La sirène d'un navire de guerre emplit la salle. Aussitôt un coup de cymbales furieux s'y mêla, et la danse recommença. Le baron s'était assis. À travers les tables et les couples, Kyo gagna une table libre, un peu en arrière de la sienne. La musique avait couvert tous les bruits ; mais maintenant qu'il s'était rapproché de Clappique, il entendait sa voix de nouveau. Le baron pelotait la Philippine, mais il continuait de parler au visage mince, tout en yeux, de la Russe :

- ... le malheur, chère amie, c'est qu'il n'y a plus de fantaisie. De temps en temps,

l'index pointé :

« ... un ministre européen envoie à sa femme un pp'etit colis postal, elle l'ouvre - pas un mot...

l'index sur la bouche :

« ... c'est la tête de son amant.

Éploré :

« On en parle encore trois ans après !

« Lamentable, chère amie, lamentable ! Regardez-moi.

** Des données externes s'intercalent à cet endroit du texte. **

PR #214, opened 2019-01-01
Explicit DatabaseClosedError exception(ticket #772)

VaibhavKansagara:
This PR adds a new class DatabaseClosedError. Refer to ticket #772 for more details.
Please review this PR when you have time.

### DIFF
--- a/xapian-core/common/io_utils.cc
+++ b/xapian-core/common/io_utils.cc
@@ -121,9 +121,9 @@ io_open_block_wr(const char * fname, bool anew)
 size_t
 io_read(int fd, char * p, size_t n, size_t min)
 {
-	if (fd == -2) {
-	    throw Xapian::DatabaseClosedError("Database is closed", errno);
-	}
+    if (fd == -2) {
+	    throw Xapian::DatabaseClosedError("Database has been closed", errno);
+    }
     size_t total = 0;
     while (n) {
 	ssize_t c = read(fd, p, n);
@@ -146,9 +146,9 @@ io_read(int fd, char * p, size_t n, size_t min)
 void
 io_write(int fd, const char * p, size_t n)
 {
-	if (fd == -2) {
-	    throw Xapian::DatabaseClosedError("Database is closed", errno);
-	}
+    if (fd == -2) {
+	    throw Xapian::DatabaseClosedError("Database has been closed", errno);
+    }
     while (n) {
 	ssize_t c = write(fd, p, n);
 	if (c < 0) {
@@ -163,9 +163,9 @@ io_write(int fd, const char * p, size_t n)
 size_t
 io_pread(int fd, char * p, size_t n, off_t o, size_t min)
 {
-	if (fd == -2) {
-	    throw Xapian::DatabaseClosedError("Database is closed", errno);
-	}
+    if (fd == -2) {
+	    throw Xapian::DatabaseClosedError("Database has been closed", errno);
+    }
     size_t total = 0;
 #ifdef HAVE_PREAD
     while (true) {
@@ -223,9 +223,9 @@ io_pread(int fd, char * p, size_t n, off_t o, size_t min)
 void
 io_pwrite(int fd, const char * p, size_t n, off_t o)
 {
-	if (fd == -2) {
-	    throw Xapian::DatabaseClosedError("Database is closed", errno);
-	}
+    if (fd == -2) {
+	    throw Xapian::DatabaseClosedError("Database has been closed", errno);
+    }
 #ifdef HAVE_PWRITE
     while (n) {
 	ssize_t c = pwrite(fd, p, n, o);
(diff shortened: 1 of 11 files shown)


VaibhavKansagara:
Travis CI builds is failing with an unusual error.

jaylett:
This is what's going on — it'd be helpful if you could suggest a way in which we either improve the error message, or make it clearer what the tests are expecting (say in our [developer documentation](https://xapian-developer-guide.readthedocs.io/en/latest/)):

```
$ git diff `[ "$TRAVIS_PULL_REQUEST" = false ] && echo master || echo "$TRAVIS_BRANCH"`...|xapian-maintainer-tools/xapian-check-patch
xapian-core/tests/api_closedb.cc:34: error: Line extends beyond column 80 (to column 84): +    try { CODE; } catch (const Xapian::DatabaseClosedError &) { ++closedexc_count; }
xapian-core/tests/api_closedb.cc:241: error: Line extends beyond column 80 (to column 82): +    TEST_EXCEPTION(Xapian::DatabaseClosedError, dbw1.postlist_begin("paragraph"));
```

This is two stylistic failures. What we're doing (via the `xapian-maintainer-tools/xapian-check-patch` script, which you can run yourself before making a pull request, or in this case where it's thrown errors and you want to check everything's fixed but don't want to wait for Travis to build) is to check a number of things we expect to be true, like spacing around operators and braces — or in this case, that lines aren't longer than 80 characters.

So there are two (slightly) long lines, both in `xapian-core/tests/api_closedb.cc`. If you break them over multiple lines, the script (and Travis) will be happy. (The first is a little harder because it's a macro, but the `IF_NOT_CLOSEDEXC` macro after it shows how to do that.)

Not all lines in all files obey all the styles — which is why we don't currently just check the entire repository. So when you change lines, sometimes these errors will appear even if you didn't really cause them, and even when surrounding lines have the same issues.

VaibhavKansagara:
> This is what's going on — it'd be helpful if you could suggest a way in which we either improve the error message, or make it clearer what the tests are expecting (say in our [developer documentation](https://xapian-developer-guide.readthedocs.io/en/latest/)):
>
@jaylett we could add a small fixup message.Should i change the error message?

jaylett:
@VaibhavKansagara what was unclear in the message or presentation? Then you can open a (separate) pull request to improve that. (Or file a bug explaining what you needed to know, if you can't think of a better way of describing it.)

xapian-core/common/io_utils.cc
```diff
@@ -174,7 +174,7 @@ io_pread(int fd, char * p, size_t n, off_t o, size_t min)
 	    // We get EINTR if the syscall was interrupted by a signal.
 	    // In this case we should retry the read.
 	    if (errno == EINTR) continue;
-	    throw Xapian::DatabaseError("Error reading database", errno);
+	    throw Xapian::DatabaseClosedError("Error reading database", errno);
```
ojwb: This is reporting an error trying to read a block from the database, not reporting an attempt to do something to a closed database.

If the database is closed then the file descriptor is set to `-2` to indicate this and that should be checked before we get here.

xapian-core/tests/api_closedb.cc
```diff
@@ -31,14 +31,18 @@
 using namespace std;
 
 #define COUNT_CLOSEDEXC(CODE) \
-    try { CODE; } catch (const Xapian::DatabaseError &) { ++closedexc_count; }
+    try { \
+		CODE; \
+	} catch (const Xapian::DatabaseClosedError &) { \
+		++closedexc_count; \
```
ojwb: This line and `CODE; \` above are overindented - each indent level is generally 4 columns in Xapian code, but here you've used 8.

VaibhavKansagara: Thanks for pointing this out.I will push the changes.

xapian-core/common/io_utils.cc
VaibhavKansagara: thanks fixed.

ojwb: Sorry, I wasn't clear about this - by "before we get here" I really meant "at a higher level" rather than at the start of this function.

The changes I made on master in 2a980274452b642739f799f0c066d9cdfb3048da to fix the dangling closed fd issue should mean that `fd == -2` never happens here, and indeed I can revert all the changes to `io_utils.cc` made on your branch and the tests all still pass.

And should that assumption be violated, the syscalls here will fail with `errno` set to `EBADFD` we should see a testcase failure rather than it getting quietly handled.

Don't worry about changing that - I can easily merge with those changes reverted.

ojwb:
Squashed (with the io_utils.cc changes reverted as mentioned above), merged and pushed.  Thanks!

VaibhavKansagara:
@ojwb thanks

Vous voyez ma tête ? Voilà où mènent vingt ans de fantaisie héréditaire. Ça ressemble à la syphilis. - Pas un mot !

Plein d'autorité :

« Garçon ! du champagne pour ces deux dames, et pour moi...

de nouveau confidentiel :

« ...un pp'etit Martini.

Sévère :

« trrès sec. »

(En mettant tout au pire, avec cette police, j'ai une heure devant moi, pensa Kyo. Tout de même, ça va-t-il durer longtemps ?)

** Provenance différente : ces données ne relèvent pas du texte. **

PR #215, opened 2019-01-11
 Test MSet::snippet() with small and zero length

VaibhavKansagara:
This PR is a test for MSet::snippet() when length of the text is zero, or smaller than the length of any word in the text. For more details refer ticket #759.

### DIFF
--- a/xapian-core/tests/api_snippets.cc
+++ b/xapian-core/tests/api_snippets.cc
@@ -450,7 +450,6 @@ DEFINE_TESTCASE(snippet_small_zerolength, backend) {
 	{ "Rubbish and junk", 0, "" },
 	{ "Project R.U.B.B.I.S.H. greenlit", 0, "" },
 	{ "What a load of rubbish", 0, "" },
-	{ "What a load of rubbish", 0, "" },
 	{ "rubbish mention rubbish mention", 0, "" },
     };
 
--- a/xapian-core/tests/api_snippets.cc
+++ b/xapian-core/tests/api_snippets.cc
@@ -430,3 +430,33 @@ DEFINE_TESTCASE(snippet_start_nonspace, backend) {
 
     return true;
 }
+
+/// Test snippets with small and zero length.
+DEFINE_TESTCASE(snippet_small_zerolength, backend) {
+    Xapian::Enquire enquire(get_database("apitest_simpledata"));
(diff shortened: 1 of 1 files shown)


jaylett:
Where you're adding more commits that update errors in an earlier one, you should try to use `git commit --fixup <sha-of-earlier-commit>`. That way they're easy to collapse to a single commit when merging. (Since you'll need at least one more commit to fix the style failure, you can try it out here!)

VaibhavKansagara:
thanks @jaylett  unfortunately i commited before i read your comment but i will keep that in mind when making changes in the future.

xapian-core/tests/api_snippets.cc
```diff
@@ -430,3 +430,33 @@ DEFINE_TESTCASE(snippet_start_nonspace, backend) {
...
+	{ "mention junk rubbish", 3, "" },
+	{ "Project R.U.B.B.I.S.H. greenlit", 5, "" },
+	{ "What load rubbish", 3, "" },
+	{ "Mention rubbish", 4, "" },
+
+	// Test with zero length.
+	{ "Rubbish and junk", 0, "" },
+	{ "Project R.U.B.B.I.S.H. greenlit", 0, "" },
+	{ "What a load of rubbish", 0, "" },
+	{ "What a load of rubbish", 0, "" },
```
ojwb: Looks like there's a repeated entry here...

ojwb:
> VaibhavKansagara force-pushed the VaibhavKansagara:Test_Msnippet branch from 683e8c3 to f69a205 6 days ago

Generally you shouldn't force-push branches which you're collaborating with others on unless everyone involved agrees to it.  Rewriting history makes it confusing to follow the incremental changes, and in the context of review the simplest thing for the reviewer to do is to just restart the review from scratch, which wastes their time, and likely means you'll have to wait longer for a review.

Instead use the approach James suggested above (i.e. `git commit --fixup` with the SHA hash of the commit you want to amend, then push as normal).  Once reviewed, the person merging the changes can then automatically squash the fixup changes onto their respective commits before merging.

xapian-core/tests/api_snippets.cc
VaibhavKansagara: thanks. fixed

ojwb:
Squashed, merged and pushed.  Thanks!

PR #555, opened 2026-02-05
Feature/mx-2141-dialog-on-logout-if-unsaved-changes

eckelmannf:
### Added
- Dialog that warns about unsaved changes (drafts and edits)
- Package pytest-retry because tests often fail on github


cutoffthetop (approved):
looks good and works 👍

PR #559, opened 2026-02-10
feature/mx-2096-wrap-up-consent-page PaginationMixin

eckelmannf:
### PR Context
We introduced a state mixin for pagination that makes the pagination logic reusable (or at least tries). This PR is a try to use this mixin within the consent page along the different categories.

### Added
- ConsentCategoryList: ComponentState to use the PageinationStateMixin to handle the different category lists

### Changes
- Removes the pagination und fetching logik from the consent page and moved it the new ConsentCategoryList

### DIFF
--- a/mex/editor/component_option_helper.py
+++ b/mex/editor/component_option_helper.py
@@ -6,6 +6,7 @@ from mex.editor.pagination_component import (
     PaginationButtonOptions,
     PaginationOptions,
     PaginationPageOptions,
+    PaginationStateMixin,
 )
 from mex.editor.search.state import SearchState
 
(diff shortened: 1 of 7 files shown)


eckelmannf:
Im not sure if the ConsentCategoryList should load the data on its own or the page should still fetch the data and pass it into the ConsentCategoryList :man_shrugging: I had trouble to make the page.on_load event starts the fetch_data, since its now part of the componentState, which is inialized and managed be reflex. I use the on_mount event here to start the search, but the event is called twice (i think due to some rx.cond that changes at some point) so i added .debounce().

PR #564, opened 2026-02-16
feature/reflex 0.8.15

cutoffthetop:
### Changes

- upgrade reflex to 0.8.15
- use pydantic v2 BaseModel instead of rx.Base


eckelmannf (commented):
nice. approved!

eckelmannf (approved):

PR #589, opened 2026-03-02
feature/mx-2089-superseded-by-edit-page

eckelmannf:
Tried something new: loaded list as computed_var based on item_id instead of using event. Used this approach since there is no real inheritance in states and it became difficult to add special field loading/creation in RuleState.refresh. So i decdided to go with a computed_var.  

### Added
- 'supersededBy' refs are shown on the edit page

### Changes
- transform_model_to_search_results moved to root und unified with other functions (adapted usages)


cutoffthetop (approved):
looks good and works 👍

PR #609, opened 2026-03-10
Feature/mx 2077 show final fields

vyvytranngoc:
### PR Context
show final fields in the mex editor in order for mdmgmt to be able to do quality checks of editor items.
One example is to check the mex-editor item to x-system mapping which requires the identifierInPrimarySource of the Extracted Items.

### Added
- shows final fields in the mex editor
- added manually an EditorField for identifierInPrimarySource in _transform_model_to_editor_primary_sources
- added into InputConfig allow_subtractive and allow_preventive

### Changes
- adpdated tests because identifierInPrimarySource is not in MERGEABLE_FIELDS


cutoffthetop (dismissed):
nice, looks good! could you just remove reflex from the requirements.txt, it's already in the toml.. plus a main-merge. then: ready to go!

PR #617, opened 2026-03-17
hotfix/mx-2215-description-single-line

eckelmannf:
### PR Context
Since there was no real AC i was a bit creative and decided that ill wrap text fields (instead of truncating them) that are configured to render as textarea in edit mode. I also reworked the layout using flex only.

### Changes
- Text rendering for textarea/-box fields
- Layout cleanup -> flex it


cutoffthetop (dismissed):
flex!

La Philippine riait, ou faisait semblant. La Russe, de tous ses yeux, cherchait à comprendre. Clappique gesticulait toujours, l'index vivant, raide dans l'autorité, appelant l'attention dans la confidence. Mais Kyo l'écoutait à peine ; la chaleur l'engourdissait, et, avec elle, une préoccupation qui cette nuit avait rôdé sous sa marche s'épanouissait en une confuse fatigue ; ce disque, sa voix qu'il n'avait pas reconnue, tout à l'heure chez Hemmelrich. Il y songeait avec la même inquiétude complexe qu'il avait regardé, enfant, ses amygdales que le chirurgien venait de couper. Mais impossible de suivre sa pensée.